Judaísmo, cristianismo, Islam, capitalismo, comunismo, freudianismo, darwinismo y la relatividad einsteniana, sionismo, todas son creaciones del judío que, de una u otra forma, han sido impuestas al ser humano y colaboran en la destrucción del espíritu ario.

Por consiguiente debe entenderse que yo, como persona, puedo estar opuesto a:

El judeomarxismo comunista y todas sus horrendas ramificaciones como el marxismo-leninismo, el estalinismo, el trotskismo y el maoísmo por ser ideologías materialistas, contrarias a la libertad, a la espiritualidad y, sobre todo, al sentido común.
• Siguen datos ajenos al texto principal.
PR #1204, opened 2026-07-22
teamgroups api list and create team openapi spec

bking-do:
adds openapi spec for new teamgroup/organization endpoints

### DIFF
--- a/specification/DigitalOcean-public.v2.yaml
+++ b/specification/DigitalOcean-public.v2.yaml
@@ -419,6 +419,14 @@ tags:
       NFS actions are tasks that can be executed on an NFS share. These can be
       things like resizing, snapshotting, etc.
 
+  - name: Organizations
+    description: |-
+      Organizations group multiple teams under a shared administrative boundary.
+      The Organizations API lets you create teams within an organization and
+      list the teams that belong to it.
+
+      These endpoints must be called in an organization context.
+
   - name: Partner Network Connect
     description: |-
       Partner Network Connect lets you establish high-bandwidth, low-latency
@@ -690,6 +698,7 @@ x-tagGroups:
       - Monitoring
       - NFS
       - NFS Actions
+      - Organizations
       - Partner Network Connect
       - Project Resources
       - Projects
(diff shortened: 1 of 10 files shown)


specification/DigitalOcean-public.v2.yaml
```diff
@@ -1994,6 +2003,14 @@ paths:
     delete:
       $ref: "resources/nfs/nfs_access_point_delete.yml"
 
+  /v2/organizations/team:
+    post:
+      $ref: "resources/organizations/organizations_create_team.yml"
+
+  /v2/organizations/teams:
```
DO-rrao, line 2010: The create path /v2/organizations/team is singular while the list path /v2/organizations/teams is plural. Can you confirm this matches the backend API?

specification/DigitalOcean-public.v2.yaml
```diff
@@ -1994,6 +2003,14 @@ paths:
...
+    get:
```
DO-rrao, line 2011: This list endpoint has no page/per_page params and the response doesn't use the standard allOf + shared/pages.yml#/pagination + shared/meta.yml pagination pattern. Is the collection intentionally unpaginated? If not, please add pagination for consistency with other list endpoints.

specification/resources/organizations/models/organization_team.yml
```diff
@@ -0,0 +1,106 @@
+organization_team:
+  type: object
+  description: A team that belongs to an organization.
+  properties:
+    id:
+      type: integer
+      format: uint64
```
DO-rrao, line 7: If status and team_invitation.role have a fixed set of backend values, adding an enum (like team_invitation_status) would make the docs clearer.

specification/DigitalOcean-public.v2.yaml
bking-do: yes, this matches the backend api

specification/DigitalOcean-public.v2.yaml
bking-do: these backends are not paginated at the moment, i will look into adding pagination quickly

specification/resources/organizations/models/organization_team.yml
bking-do: yep, good call, added

DO-rrao (approved):
LGTM

PR #1210, opened 2026-07-31
Hide Secrets Manager from public API docs until GA

MaxLivesInTheMatrix:
## Summary
- Temporarily comment out Secrets Manager paths (`/v2/security/secrets*`) in the public OpenAPI root so they are not published to docs.digitalocean.com
- Keep the Secrets Manager operation/model/example files under `resources/security/` so they can be restored by uncommenting
- Update the Security tag description to CSPM-only while Secrets Manager remains unpublished

Customers are discovering Secrets Manager via public docs and receiving 403s because the product is not generally available.

## Test plan
- [x] `make lint` passes locally
- [x] Confirm Redoc/docs preview no longer lists Secrets Manager endpoints under Security
- [x] Confirm CSPM Security endpoints still appear
- [ ] After merge, verify https://docs.digitalocean.com/reference/api/reference/security/ no longer shows List/Get/Create/Update/Delete Secret endpoints

Made with [Cursor](https://cursor.com)

### DIFF
--- a/specification/DigitalOcean-public.v2.yaml
+++ b/specification/DigitalOcean-public.v2.yaml
@@ -540,9 +540,10 @@ tags:
       An action object is returned. These objects hold the current status of the
       requested action.
 
+  # Secrets Manager omitted from this tag description until GA; paths commented out below.
   - name: Security
     description: |-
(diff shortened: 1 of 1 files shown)


anup-deka (approved):
LGTM

PR #1211, opened 2026-08-03
doks: document the isolated_workers field

varshavaradarajan:
The field is only available to be set on k8s cluster create. And has prerequisite of NAT GW in the same VPC as cluster for isolated workers to be supported.


anup-deka (approved):
LGTM

PR #1215, opened 2026-08-14
Add DRA and gpu partition mode for GPU

thearyanahmed:
This PR includes DRA plugin api spec and `gpu_partition_mode` specs for DOKS.


d-honeybadger (approved):
👍 from DOKS

RohithSangati (approved):

PR #2214, opened 2019-10-11
Stagger initial tick for repositioning

REASY:
This change is [Reviewable](https://reviewable.io/reviews/lbnl-ucb-sti/beam/2214)

### DIFF
--- a/src/main/scala/beam/sim/BeamMobsim.scala
+++ b/src/main/scala/beam/sim/BeamMobsim.scala
@@ -315,7 +315,7 @@ class BeamMobsimIteration(
 
   private def scheduleRideHailManagerTimerMessages(): Unit = {
     if (config.agents.rideHail.repositioningManager.timeout > 0)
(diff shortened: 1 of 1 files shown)


src/main/scala/beam/sim/BeamMobsim.scala
```diff
@@ -314,8 +314,13 @@ class BeamMobsimIteration(
   }
 
   private def scheduleRideHailManagerTimerMessages(): Unit = {
-    if (config.agents.rideHail.repositioningManager.timeout > 0)
-      scheduler ! ScheduleTrigger(RideHailRepositioningTrigger(0), rideHailManager)
+    if (config.agents.rideHail.repositioningManager.timeout > 0) {
```
REASY: @colinsheppard @wrashid do you think this comment is enough to understand why it is done in this way?

colinsheppard: that's fine... I will eventually solve this so that stagger is no longer needed but this will do for now

PR #2234, opened 2019-10-20
Ability to process RoutingResponse

REASY:
- Added `RoutingResponse.request` to have request-response pair
- Added `RoutingRequest.initiatedFrom` to keep track of the places where `RoutingRequest` was created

Ideologías asesinas cuya aplicación ha dejado tras de si una estela de sangre incalculable y que han sido autoras de muchas de las más horripilantes atrocidades del siglo XX y XXI.

Al capitalismo sionista controlado por la Banca Judía Mundial por su magnificación global de la usura judaica y la explotación desenfrenada y desvergonzada de los más vulnerables.

A la semitización de las religiones impuestas a los pueblos indoeuropeos cuyo espíritu ario se ve atrapado por las ramificaciones demiúrgicas de cultos al servicio de las Tinieblas, la materia, y al culto al Demiurgo.

Al sionismo en todas sus encarnaciones de dominio global y defensa de los intereses oscuros y siniestros de un pueblo particular y chovinista.

A las ciencias materialistas ateas de inspiración judía que promulgan el darwinismo, el freudianismo y la relatividad einsteniana los cuales universalizan los propios complejos judíos manifiestos en el autoconcepto de animal-hombre (mediante el darwinismo), de perversión sexual incestuosa y antinatura (mediante el freudianismo) y la matematización lineal cabalística (mediante la física einsteniana) forzando a la humanidad en general, y especialmente a la Arianidad, a creer que dichos conceptos blasfemos no son exclusivamente judíos, sino universales.

Al estado pirata de Israel que despojó de sus tierras autóctonas a un pueblo pacífico y empobrecido perpetrando toda clase de brutales atrocidades contra dicho pueblo indefenso incluyendo asesinatos, violaciones, humillaciones, hacinamiento, hambrunas y masacres masivas de hombres, mujeres, niños y ancianos.

Si todo lo anterior forma parte del “semitismo”, es decir, de la cosmovisión semítica o judaica de la vida. De su contrainiciación materialista atea lunar y tenebrosa, opuesta a la visión iniciática espiritual divina solar y luminosa del Ario. Si todo esto forma parte de la Gran Conspiración por judaizar al mundo e imponer la concepción judía de la vida a toda la especie humana… si esto es así…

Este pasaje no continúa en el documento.